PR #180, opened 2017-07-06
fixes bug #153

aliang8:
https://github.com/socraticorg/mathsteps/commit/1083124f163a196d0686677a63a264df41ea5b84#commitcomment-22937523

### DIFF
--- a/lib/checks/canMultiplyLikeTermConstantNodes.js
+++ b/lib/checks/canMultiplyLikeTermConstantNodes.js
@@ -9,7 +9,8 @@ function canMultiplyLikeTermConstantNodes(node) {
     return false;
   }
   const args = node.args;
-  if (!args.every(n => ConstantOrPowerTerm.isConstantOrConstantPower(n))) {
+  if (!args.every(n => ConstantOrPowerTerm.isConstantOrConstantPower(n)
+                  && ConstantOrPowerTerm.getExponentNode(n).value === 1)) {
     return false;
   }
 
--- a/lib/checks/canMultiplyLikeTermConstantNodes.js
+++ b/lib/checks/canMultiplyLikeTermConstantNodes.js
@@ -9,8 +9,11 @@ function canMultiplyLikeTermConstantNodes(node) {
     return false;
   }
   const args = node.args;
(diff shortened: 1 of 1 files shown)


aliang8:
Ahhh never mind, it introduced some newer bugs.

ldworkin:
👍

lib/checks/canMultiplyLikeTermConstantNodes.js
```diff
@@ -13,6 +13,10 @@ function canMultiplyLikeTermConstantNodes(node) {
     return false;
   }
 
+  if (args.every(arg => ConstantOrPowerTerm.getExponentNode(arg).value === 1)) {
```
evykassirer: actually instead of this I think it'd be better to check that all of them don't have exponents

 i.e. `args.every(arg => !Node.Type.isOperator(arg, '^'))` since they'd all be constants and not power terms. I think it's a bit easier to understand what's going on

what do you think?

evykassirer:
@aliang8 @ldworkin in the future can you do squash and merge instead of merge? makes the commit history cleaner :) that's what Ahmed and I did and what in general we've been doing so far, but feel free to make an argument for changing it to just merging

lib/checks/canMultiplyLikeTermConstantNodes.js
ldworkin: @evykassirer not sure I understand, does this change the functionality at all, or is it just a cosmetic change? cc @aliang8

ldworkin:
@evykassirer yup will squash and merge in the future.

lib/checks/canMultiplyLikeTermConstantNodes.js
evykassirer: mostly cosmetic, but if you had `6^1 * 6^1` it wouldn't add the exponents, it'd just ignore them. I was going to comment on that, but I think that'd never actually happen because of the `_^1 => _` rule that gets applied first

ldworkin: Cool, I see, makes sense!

====

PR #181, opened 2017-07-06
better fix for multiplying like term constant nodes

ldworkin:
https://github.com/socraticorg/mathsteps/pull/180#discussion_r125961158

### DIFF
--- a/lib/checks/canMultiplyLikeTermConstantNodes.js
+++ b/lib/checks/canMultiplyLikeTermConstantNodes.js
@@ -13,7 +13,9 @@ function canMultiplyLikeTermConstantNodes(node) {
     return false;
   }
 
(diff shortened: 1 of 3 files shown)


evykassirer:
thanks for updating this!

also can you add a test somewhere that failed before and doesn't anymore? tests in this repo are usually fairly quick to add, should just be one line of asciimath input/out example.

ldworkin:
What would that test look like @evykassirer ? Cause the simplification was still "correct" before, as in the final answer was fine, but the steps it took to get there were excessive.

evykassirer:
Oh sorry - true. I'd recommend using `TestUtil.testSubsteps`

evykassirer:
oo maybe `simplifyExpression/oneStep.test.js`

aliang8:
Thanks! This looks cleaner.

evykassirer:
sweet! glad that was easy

====

### [BRIEF]
Copy out, from the listing above, every line that contains the word "mathsteps".

### [OUTPUT FOR THIS EXERCISE]
https://github.com/socraticorg/mathsteps/commit/1083124f163a196d0686677a63a264df41ea5b84#commitcomment-22937523
https://github.com/socraticorg/mathsteps/pull/180#discussion_r125961158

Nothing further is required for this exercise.